Meat, Vegetables and Alcohol is very cheap - even cheaper if you are staying around long enough to take your bottles back and reclaim the bottle deposits.

Fuel is also cheaper - about £1.20/litre.


----------



## Losos

Have just driven from Aachen across to Dresden and can confirm that I paid *E1.459 *per litre on the autobahn service areas and it just so happens that when I filled up at Thurrock Services (M25) it was *£1.459 *:!: :roll: 8O

Food is quite often cheaper too, and of course everything works :lol:


----------



## Glandwr

Cheaper last Dec for us but the pound has fallen since


Dicc


----------



## RedSonja

Just back from Germany and I would say food is cheaper except perhaps for bread which I found more expensive.

Food was far more expensive in Belgium and France.

Sonja


----------



## EJB

Fuel was 1.33 Euro/Ltr in Holland and Belgium last week.
The cost of living in Germany is generally higher than in the UK.
Wages are normally higher and Germans don't mind paying for good quality services and products.


----------



## JeanLuc

Last July, we could not find any 'normal' supermarkets so it was hard to compare prices. The only shops we could find were heavy discounters (Aldi & Lidl of course) and some others. Surely the Germans must use shops with a wider, and dare I say better quality range of food. I'd love to know how to find them for our next visit.


----------



## coppo

JeanLuc said:


> Last July, we could not find any 'normal' supermarkets so it was hard to compare prices. The only shops we could find were heavy discounters (Aldi & Lidl of course) and some others. Surely the Germans must use shops with a wider, and dare I say better quality range of food. I'd love to know how to find them for our next visit.

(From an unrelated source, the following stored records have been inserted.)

PR #38872, opened 2025-11-18
[summarize-checks] Prepare for tseslint.configs.recommendedTypeChecked

mikeharder:
- Add/remove missing/unnecessary `async/await`
- Use `zod` to validate input and create strongly-typed objects
- Add type comments
- Add fallbacks for undefined values

### DIFF
--- a/.github/workflows/src/summarize-checks/summarize-checks.js
+++ b/.github/workflows/src/summarize-checks/summarize-checks.js
@@ -24,6 +24,7 @@ import { byDate, invert } from "../../../shared/src/sort.js";
 import { commentOrUpdate } from "../comment.js";
 import { extractInputs } from "../context.js";
 import {
+  ImpactAssessmentSchema,
   brChRevApproval,
   getViolatedRequiredLabelsRules,
   processImpactAssessment,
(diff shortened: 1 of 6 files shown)


.github/workflows/src/summarize-checks/summarize-checks.js
```diff
@@ -363,7 +374,7 @@ export async function summarizeChecksImpl(
   const prUrl = `https://github.com/${owner}/${repo}/pull/${issue_number}`;
   core.summary.addRaw("PR: ");
   core.summary.addLink(prUrl, prUrl);
-  core.summary.write();
+  await core.summary.write();
```
scbedd, line 377: aha missed await here.

scbedd: oh jeez multiple places.

scbedd (approved):
Nice! the failure to await core.summary() is pretty lame. I'm pretty certain that didn't actually affect any PRs, but I'm still happy to have that caught.

.github/workflows/src/summarize-checks/summarize-checks.js
mikeharder: easy to miss without a linter rule, which is why we're enabling it in #38673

We went in one of those posh ones last year in the centre of Trier, Karstadt it was called, couldnt get out quick enough and then looked for a Lidl :lol: :lol:

The prices were horrendous.

Caroline said the look on my face as we walked around was a picture.

Paul.


----------



## RedSonja

We used Edeka when in Germany on the Moselle. Didnt see a lidl or Aldis.

Sonja


----------



## Boff

JeanLuc said:


> Surely the Germans must use shops with a wider, and dare I say better quality range of food. I'd love to know how to find them for our next visit.


Look out for "Edeka", "REWE" and "Marktkauf". These are typical standard range food stores. And, if you are in the Hesse region, look especially for "tegut".

If you have a sat-nav, you might be able to download POI lists.

Best Regards,
Gerhard


----------



## Addie

JeanLuc said:


> I'd love to know how to find them for our next visit.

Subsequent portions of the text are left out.